Issue #393, opened 2016-06-10
Slideout menu bar for mobile


karbowiak:
Hi there..

Currently i find myself constantly sliding my thumb from the left side, to the right, to get to the sidebar with all the channels, all to no avail.

Something like https://mango.github.io/slideout/ could fix that i'm sure (i suck at JS to be honest) :)

astorije:
Whoever takes this, please share design decision here. In particular, if using a third-party library, explore options and let us know why one more than the others :-)

xPaw:
Yeah it's really hard to find an actually good library for this. Just tried Slideout.js, it's not awful, but it has some delay/lag issues.

maxpoulin64:
I just swapped the label to help wanted, because it's really not an easy one so it's definitely not an up for grabs.

dgw:
Caught myself trying to slide out the side menu yesterday, but it's not exactly a common feature for webapps to support. I can't think of one that does off the top of my head.

Would be a real feather in The Lounge's cap if this was implemented, though. The few, the proud, the menu-sliders!

maxpoulin64:
[Annnnd here we go!](https://d.max-p.me/irc/slideout.html)

Probably needs a bit of tweaking to fit The Lounge, but it works.

maxpoulin64:
Alternatively, it seems like [this is the cause](https://github.com/Mango/slideout/blob/master/index.js#L170-L176) of the delay in the existing one, so it should be relatively easy to fix upstream and we could then use this implementation and throw away mine.

astorije:
For what it's worth, I was pointed to https://events.google.com/io2016/ as a decent-looking implementation of a slideout menu. I haven't looked at the code at all, so I don't know if we can make any use of this (like if it's not possible to know which lib they are using...).

PR #400, opened 2016-06-12
Add touch slideout menu for mobile

maxpoulin64:
Implements #393 with a slightly modified version of the demo solution I had. The only problem with it that I'm aware of is that the transition is fixed, so if you're like me and swipe the slider really fast it feels laggy when you release the finger as the animation still plays at normal speed. I didn't feel like implementing the maths to support inertia, but if that's bugging too much people I will add it.

### DIFF
--- a/client/css/style.css
+++ b/client/css/style.css
@@ -303,11 +303,24 @@ button {
 
 #viewport {
 	height: 100%;
-	transition: all .4s;
+	transition: transform 160ms, -webkit-transform 160ms;
 	-webkit-transform: translateZ(0);
 	transform: translateZ(0);
 	-webkit-perspective: 1000;
 	perspective: 1000;
+}
+
+#viewport.menu-open {
+	-webkit-transform: translate3d(220px, 0, 0);
+	transform: translate3d(220px, 0, 0);
+}
+
+#viewport.menu-dragging {
+	transition: none !important;
+}
+
+#viewport.menu-open .messages {
+	pointer-events: none;
 }
 
 #viewport .lt,
@@ -1595,11 +1608,6 @@ button {
 		margin-top: 60px !important;
 	}
 
-	#viewport.lt {
-		-webkit-transform: translate3d(220px, 0, 0);
-		transform: translate3d(220px, 0, 0);
-	}
-
 	#viewport.rt #chat .sidebar {
 		-webkit-transform: translate3d(-180px, 0, 0);
 		transform: translate3d(-180px, 0, 0);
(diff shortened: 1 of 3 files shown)


dgw:
I believe @astorije himself would say it's better to add this and improve it later if necessary than try to get it perfect before merging. 👍

xPaw:
Trying this on desktop and there's a bug with the menu being a little buggy:

1. Resize the window so that the menu hides
2. Open the menu
3. Resize to higher resolution, the sidebar will now re-appear

maxpoulin64:
@xPaw:

1- I semi-fixed it, but master does that as well in an even more silly way (at least for me). It's hard to fix due to the way we do the menu (we actually put the menu with `left: -220px` and slide the whole viewport 220px instead of changing the absolute position of the menu itself). I can disable animations when going into desktop mode because the menu is never animated, but I can't easily disable it for when we transit between desktop->mobile.

2- Good catch, fixed

3- Semi-fixed. Since every window have its own menu button for some reason, by the time we get the event to fire on `#viewport` it's already clicked so I can't do much better than disabling pointer events on `.messages` :/

astorije:
@maxpoulin64, could you rebase this with master please?

maxpoulin64:
Sure, will do tomorrow or saturday as soon as I get a chance.

maxpoulin64:
@astorije: done, pretty minor conflict.

astorije:
If @xPaw or @williamboman or @MaxLeiter want to give it a try, I think this is ready to go 🎉.

williamboman:
I ran this for quite a while before the first 2.0 rc and it worked great then. Gonna update my instance to run latest master + interesting PRs (including this) again.

MaxLeiter:
I really like the change, but it feels a little too fast. Could we make the transition a little longer?

MaxLeiter:
From IRC

> 21:28	+Max-P	Hmm yeah, I made it quite fast because it otherwise feel a bit weird when doing a quick swipe
21:29	+Max-P	I'll make it a bit slower, can't make it too slow but I certainly can make it slightly slower.
21:29	+Max-P	It's not just a gesture, you can actually drag it however you want, that's why I had to make it that way
21:35	MaxLeiter	well when you open sidebar and tap anywhere, it closes
21:36	MaxLeiter	that felt too fast, the dragging part was fine, but I assume those are the same value?
21:36	+Max-P	Yeah
21:36	+Max-P	Basically what happens is after the gesture, the end result is calculated and it snaps to either open or closed
21:36	+Max-P	So it's the same (CSS) animation that finishes it
21:36	+Max-P	But yeah I'll probably split them into two, or calculate it in JS and set it in style

astorije:
I'm in favor of shipping this now and improving later. It's not like it's broken, just it could be slightly improved. What do you think @MaxLeiter?

MaxLeiter:
Fine with me, @astorije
· · ·
Brief:
Would you write down every record again, exactly?

Problem solution:
Issue #393, opened 2016-06-10
Slideout menu bar for mobile


karbowiak:
Hi there..

Currently i find myself constantly sliding my thumb from the left side, to the right, to get to the sidebar with all the channels, all to no avail.

Something like https://mango.github.io/slideout/ could fix that i'm sure (i suck at JS to be honest) :)

astorije:
Whoever takes this, please share design decision here. In particular, if using a third-party library, explore options and let us know why one more than the others :-)

xPaw:
Yeah it's really hard to find an actually good library for this. Just tried Slideout.js, it's not awful, but it has some delay/lag issues.

maxpoulin64:
I just swapped the label to help wanted, because it's really not an easy one so it's definitely not an up for grabs.

dgw:
Caught myself trying to slide out the side menu yesterday, but it's not exactly a common feature for webapps to support. I can't think of one that does off the top of my head.

Would be a real feather in The Lounge's cap if this was implemented, though. The few, the proud, the menu-sliders!

maxpoulin64:
[Annnnd here we go!](https://d.max-p.me/irc/slideout.html)

Probably needs a bit of tweaking to fit The Lounge, but it works.

maxpoulin64:
Alternatively, it seems like [this is the cause](https://github.com/Mango/slideout/blob/master/index.js#L170-L176) of the delay in the existing one, so it should be relatively easy to fix upstream and we could then use this implementation and throw away mine.

astorije:
For what it's worth, I was pointed to https://events.google.com/io2016/ as a decent-looking implementation of a slideout menu. I haven't looked at the code at all, so I don't know if we can make any use of this (like if it's not possible to know which lib they are using...).

PR #400, opened 2016-06-12
Add touch slideout menu for mobile

maxpoulin64:
Implements #393 with a slightly modified version of the demo solution I had. The only problem with it that I'm aware of is that the transition is fixed, so if you're like me and swipe the slider really fast it feels laggy when you release the finger as the animation still plays at normal speed. I didn't feel like implementing the maths to support inertia, but if that's bugging too much people I will add it.

### DIFF
--- a/client/css/style.css
+++ b/client/css/style.css
@@ -303,11 +303,24 @@ button {
 
 #viewport {
 	height: 100%;
-	transition: all .4s;
+	transition: transform 160ms, -webkit-transform 160ms;
 	-webkit-transform: translateZ(0);
 	transform: translateZ(0);
 	-webkit-perspective: 1000;
 	perspective: 1000;
+}
+
+#viewport.menu-open {
+	-webkit-transform: translate3d(220px, 0, 0);
+	transform: translate3d(220px, 0, 0);
+}
+
+#viewport.menu-dragging {
+	transition: none !important;
+}
+
+#viewport.menu-open .messages {
+	pointer-events: none;
 }
 
 #viewport .lt,
@@ -1595,11 +1608,6 @@ button {
 		margin-top: 60px !important;
 	}
 
-	#viewport.lt {
-		-webkit-transform: translate3d(220px, 0, 0);
-		transform: translate3d(220px, 0, 0);
-	}
-
 	#viewport.rt #chat .sidebar {
 		-webkit-transform: translate3d(-180px, 0, 0);
 		transform: translate3d(-180px, 0, 0);
(diff shortened: 1 of 3 files shown)


dgw:
I believe @astorije himself would say it's better to add this and improve it later if necessary than try to get it perfect before merging. 👍

xPaw:
Trying this on desktop and there's a bug with the menu being a little buggy:

1. Resize the window so that the menu hides
2. Open the menu
3. Resize to higher resolution, the sidebar will now re-appear

maxpoulin64:
@xPaw:

1- I semi-fixed it, but master does that as well in an even more silly way (at least for me). It's hard to fix due to the way we do the menu (we actually put the menu with `left: -220px` and slide the whole viewport 220px instead of changing the absolute position of the menu itself). I can disable animations when going into desktop mode because the menu is never animated, but I can't easily disable it for when we transit between desktop->mobile.

2- Good catch, fixed

3- Semi-fixed. Since every window have its own menu button for some reason, by the time we get the event to fire on `#viewport` it's already clicked so I can't do much better than disabling pointer events on `.messages` :/

astorije:
@maxpoulin64, could you rebase this with master please?

maxpoulin64:
Sure, will do tomorrow or saturday as soon as I get a chance.

maxpoulin64:
@astorije: done, pretty minor conflict.

astorije:
If @xPaw or @williamboman or @MaxLeiter want to give it a try, I think this is ready to go 🎉.

williamboman:
I ran this for quite a while before the first 2.0 rc and it worked great then. Gonna update my instance to run latest master + interesting PRs (including this) again.

MaxLeiter:
I really like the change, but it feels a little too fast. Could we make the transition a little longer?

MaxLeiter:
From IRC

> 21:28	+Max-P	Hmm yeah, I made it quite fast because it otherwise feel a bit weird when doing a quick swipe
21:29	+Max-P	I'll make it a bit slower, can't make it too slow but I certainly can make it slightly slower.
21:29	+Max-P	It's not just a gesture, you can actually drag it however you want, that's why I had to make it that way
21:35	MaxLeiter	well when you open sidebar and tap anywhere, it closes
21:36	MaxLeiter	that felt too fast, the dragging part was fine, but I assume those are the same value?
21:36	+Max-P	Yeah
21:36	+Max-P	Basically what happens is after the gesture, the end result is calculated and it snaps to either open or closed
21:36	+Max-P	So it's the same (CSS) animation that finishes it
21:36	+Max-P	But yeah I'll probably split them into two, or calculate it in JS and set it in style

astorije:
I'm in favor of shipping this now and improving later. It's not like it's broken, just it could be slightly improved. What do you think @MaxLeiter?

MaxLeiter:
Fine with me, @astorije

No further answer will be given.